Up until a few years ago, the following demonstrative CUDA code was perfectly workable:
__global__ void parent_kernel(int *output){
int tid = blockIdx.x * blockDim.x + threadIdx.x;
int Alice, Bob;
float *Charly, *Dave;
Alice = tid;
for(int j=0; j<100; ++j){
child_kernel1<<<1,512>>>(Charly);
cudaThreadSynchronize();
Alice=f(Alice,Charly);
child_kernel2<<<1,512>>>(Dave);
cudaThreadSynchronize();
Bob=g(Alice,Dave);
}
output[tid] = Bob;
}
//Later...
parent_kernel<<<32,32>>>(Ellie);
The for
-loop cannot be parallelized, because iteration j+1
depends on the result of j
, with presumably some horribly nonlinear functions being called each time.

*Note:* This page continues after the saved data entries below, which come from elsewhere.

PR #4, opened 2020-05-19
First version of the build command.

facundobatista:
Still in draft, let's discuss several points risen here.

### DIFF
--- a/charmcraft/commands/build.py
+++ b/charmcraft/commands/build.py
@@ -77,8 +77,12 @@ def link(srcpath, destdir):
     return destpath
 
 
-def _build(charmdir, entrypoint):
+def build(args):
     """Main entry point."""
+    charmdir = args['from']
+    entrypoint = args['entrypoint']
+    requirement_paths = args['requirement']
+
     buildpath = charmdir / BUILD_DIRNAME
     logger.debug("Building charm in %r", str(buildpath))
 
@@ -117,13 +121,13 @@ def _build(charmdir, entrypoint):
     # XXX Facundo 2020-05-18: we may want to be flexible with how to include the
     # dependencies, e.g. respecting current lib directory, or not having a requirements file
     libpath = buildpath / 'lib'
-    reqspath = charmdir / 'requirements.txt'
     cmd = [
         'pip3', 'install',  # base command
         '--system',  # indicates to use the system file structure
         '--target={}'.format(libpath),  # put all the resulting files in that specific dir
-        '--requirement={}'.format(reqspath),  # the dependencies file
     ]
+    for reqspath in requirement_paths:
+        cmd.append('--requirement={}'.format(reqspath))  # the dependencies file(s)
     retcode = polite_exec(cmd)
     if retcode:
         raise CommandError("problems installing the dependencies")
@@ -142,6 +146,71 @@ def _build(charmdir, entrypoint):
     logger.info("Done, charm left in %r", zipname)
 
 
+class Validator:
+    """A validator of all received options."""
+
+    _options = [
+        'from',  # this needs to be processed first, as it's a base dir to find other files
+        'entrypoint',
+        'requirement',
+    ]
+
+    def __init__(self):
+        self.basedir = None  # this will be fulfilled when processing 'from'
+
+    def process(self, parsed_args):
+        """Process the received options."""
+        result = {}
+        for opt in self._options:
+            meth = getattr(self, 'validate_' + opt)
+            result[opt] = meth(getattr(parsed_args, opt, None))
+        return result
+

To process a pair of large arrays, some child kernels are called from the device. The calling thread needs each and every one of the threads executing the child kernels to finish before it can evaluate the functions f
and g
. An approach is used from this still-available article on the NVIDIA website.
However, as stated in the CUDA programming guide, this is deprectated. A developer said “Yes, this will require refactoring your code. There is no zero-impact workaround that I am aware of”.
What is the new best practice with the most recent approach? Bear in mind that the example given is trivial; it could have any number of other functions, nested if
-statements and a dynamic number of child kernel threads.
One could imagine something like the following; call the parent kernel with this
parent_kernel<<<1024,512>>>(Ellie);
Inside it, the child kernel calls would be done away with, and the 512 threads in the block used to do those calculations directly. I am wondering how best to approach this, however. Should every thread in the block evaluate the following line,
Alice=f(Alice,Charly);
or should the result be passed around using shared memory?